Microsoft has agreed to share the Windows source code in a proposal to the Indian ministry of information technology, which the president of MS India confirmed. The article speculates that this comes at a time when governments in India are considering Linux because the source code is free and downloadable from the Internet. The end of the article explains that open source is preferred because it allows for innovation of the code from a broad base of users, but that proprietary interests insist that open source can't work in a commercial environment.
There are a couple of recent papers on Open Source:
Yochai Benkler, an NYU Law Professor, has published "Coase's Penguin, or, Linux and The Nature of the Firm (PDF)" explaining "commons-based peer production" for open source software and how the "information opportunity cost" for closed source development is too great a burden for an innovative society to carry, if the "object of production is information or culture". He takes the title from Ronald Coase, author of "The Nature of the Firm" and the penguin symbol used for Linux.
Eric von Hippel at the MIT Sloan School of Management has another interesting paper "Horizontal innovation networks - by and for users" looking at the economic advantages of user innovation networks in open source development.
Benkler goes on to say: "First, it is better at identifying and assigning human capital to information and cultural production processes. In this regard, peer production has an advantage in what I call "information opportunity cost." That is, it loses less information about who the best person for a given job might be than either of the other two organizational modes. Second, there are substantial increasing returns, in terms of allocation efficiency, to allowing larger clusters of potential contributors to interact with large clusters of information resources in search of new projects and opportunities for collaboration. Removing property and contract as the organizing principles of collaboration substantially reduces transaction costs involved in allowing these large clusters of potential contributors to review and select which resources to work on, for which projects, and with which collaborators."

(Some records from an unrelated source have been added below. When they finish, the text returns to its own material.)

PR #230, opened 2020-05-20
Update environment variable cross platform settings script

hueitan:
Phabricator Link: -

### Problem Statement

We recently introduce `featureFlags` that allows us to toggle feature between dev and prod app, but the script we use to set the variable is only useful in Mac/Linux platform

### Solution

Ideally we can use `.env` to store the variable, but I think that is overkill right now, can wait until we have more flags or even stable. Therefore use [cross-env](https://www.npmjs.com/package/cross-env) to allow running in cross platform

### Note

I have been tested the script under Windows/Mac platform, please do double check in your platform


hueitan:
@soham4abc if you don't mind, can you also test this in your environment.

soham4abc:
> @soham4abc if you don't mind, can you also test this in your environment.

I will surely test this out on my enviornment . But it will take some time cause we are affected by cyclone and power supply is shut off. I am responding from mobile. Please do wait cause I won't be able to test it as power returns approximately 14 hours from now. Sorry for inconvenience

PR #231, opened 2020-05-20
Update `npm run deploy` script to allow cross platform

hueitan:
Phabricator Link: -

### Problem Statement

In the current statement, `;` is not being recognized by windows ...

### Solution

we can have the seperate `deploy.sh` or `deploy.js` here but again overkill. For now, use the combination of || && to make the statement run in different platform

### Note

tested on Windows/Mac, let me know if it doesn't work.

do merge https://github.com/wikimedia/wikipedia-kaios/pull/230 first before this


package.json
```diff
@@ -6,13 +6,13 @@
...
+    "dev": "cross-env INSTRUMENTATION=1 RAND=1 webpack-dev-server --mode development",
     "start": "http-server -p 8080",
     "banana": "banana-checker i18n/",
     "adb:connect": "adb forward tcp:6000 localfilesystem:/data/local/debugger-socket",
-    "b2g:uninstall": "./node_modules/b2g-cli-tool/b2g.js uninstall Wikipedia",
-    "b2g:install": "./node_modules/b2g-cli-tool/b2g.js install .",
-    "deploy": "INSTRUMENTATION=1 RAND=1 npm run build && npm run adb:connect && ( npm run b2g:uninstall; npm run b2g:install )",
+    "b2g:uninstall": "node ./node_modules/b2g-cli-tool/b2g.js uninstall Wikipedia",
+    "b2g:install": "node ./node_modules/b2g-cli-tool/b2g.js install .",
+    "deploy": "cross-env INSTRUMENTATION=1 RAND=1 npm run build && npm run adb:connect && ( npm run b2g:uninstall || echo ) && npm run b2g:install",
```
hueitan, line 15:
```suggestion
    "deploy": "cross-env INSTRUMENTATION=1 RAND=1 npm run build && npm run adb:connect && npm run b2g:uninstall & npm run b2g:install",
```

we can also do this and let uninstall running in background, but I afraid this will bring some unexpected result.

anyone experience with this?

PR #234, opened 2020-05-25
T253561 consent

stephanebisson:
Phabricator Link: https://phabricator.wikimedia.org/T253561

### Problem Statement

Users need to give consent before they can use the app

### Solution

Always show consent form after onboarding.


src/components/PrivacyTerms.js
```diff
@@ -42,9 +33,8 @@ export const PrivacyTerms = ({ close }) => {
   }, [])
 
   const items = [
-    { title: i18n('settings-usage-reports'), action: onUsageReportConsentSelected },
-    { title: i18n('settings-privacy'), link: 'https://foundation.m.wikimedia.org/wiki/Privacy_policy' },
-    { title: i18n('settings-term'), link: `https://foundation.m.wikimedia.org/wiki/Terms_of_Use/${lang}` }
+    { title: i18n('settings-privacy'), action: goto.privacyPolicy },
+    { title: i18n('settings-term'), action: goto.termsOfUse }
```
hueitan, line 37: Listview read the prop `link` to show the link icon next to each item here, the fastest way to do it is adding `link: true` to each item

src/utils/usageReportConsent.js
```diff
@@ -1,13 +1,14 @@
...
+export const isConsentGranted = () => {
+  return localStorage.getItem(KEY) !== null
 }
 
-export const hasConsentBeenAnswered = () => {
-  return (localStorage.getItem(KEY) !== null)
+export const grantConsent = () => {
+  localStorage.setItem(KEY, JSON.stringify({
+    timestamp: Date.now(),
+    version: appVersion()
```
hueitan, line 12: we set the version but never check it, do we need to show the consent every version update?

stephanebisson: There is a chance we need to send the consent to the server eventually. Setting the timestamp and version makes it very easy for us to deal with consent granted on an older version of the app.

src/components/Routes.js
```diff
@@ -1,19 +1,22 @@
...
-import { Article, Search, Settings, Language, Onboarding } from 'components'
-import { onboarding } from 'utils'
+import { Article, Search, Settings, Language, Onboarding, Consent } from 'components'
+import { onboarding, isConsentGranted, goto } from 'utils'
 
 export const Routes = ({ onRouteChange }) => {
   const onChange = ({ url }) => {
     if (!onboarding.isDone()) {
       route('/onboarding')
+    } else if (!isConsentGranted()) {
```
medied, line 11: Makes sense to abstract this out of `Search.js` 👍

src/utils/goto.js
```diff
@@ -9,4 +9,17 @@ const article = (lang, title, replace = false) => {
   route(`/article/${lang}/${titleStr}`, replace)
 }
 
-export const goto = { article }
+const search = () => route('/')
```
medied, line 12: These seem pretty useful

medied:
Is this PR a good opportunity to drop capital T and update to 'Privacy and terms'?

https://github.com/wikimedia/wikipedia-kaios/blob/master/i18n/en.json#L81

I remember Sudhanshu brought it up during a daily and we agreed to change it, but not sure if there's a ticket filed for that

stephanebisson:
> Is this PR a good opportunity to drop capital T and update to 'Privacy and terms'?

Von Hippel elaborates, "These horizontal user innovation networks have a great advantage over the manufacturer-centric innovation development systems that have been the mainstay of commerce for hundreds of years: they enable each using entity, whether an individual or a corporation, to develop exactly what it wants rather than being restricted to available marketplace choices or relying on a specific manufacturer to act as its (often very imperfect) agent. Moreover, individual users do not have to develop everything they need on their own: they can benefit from innovations developed by others and freely shared within and beyond the user network."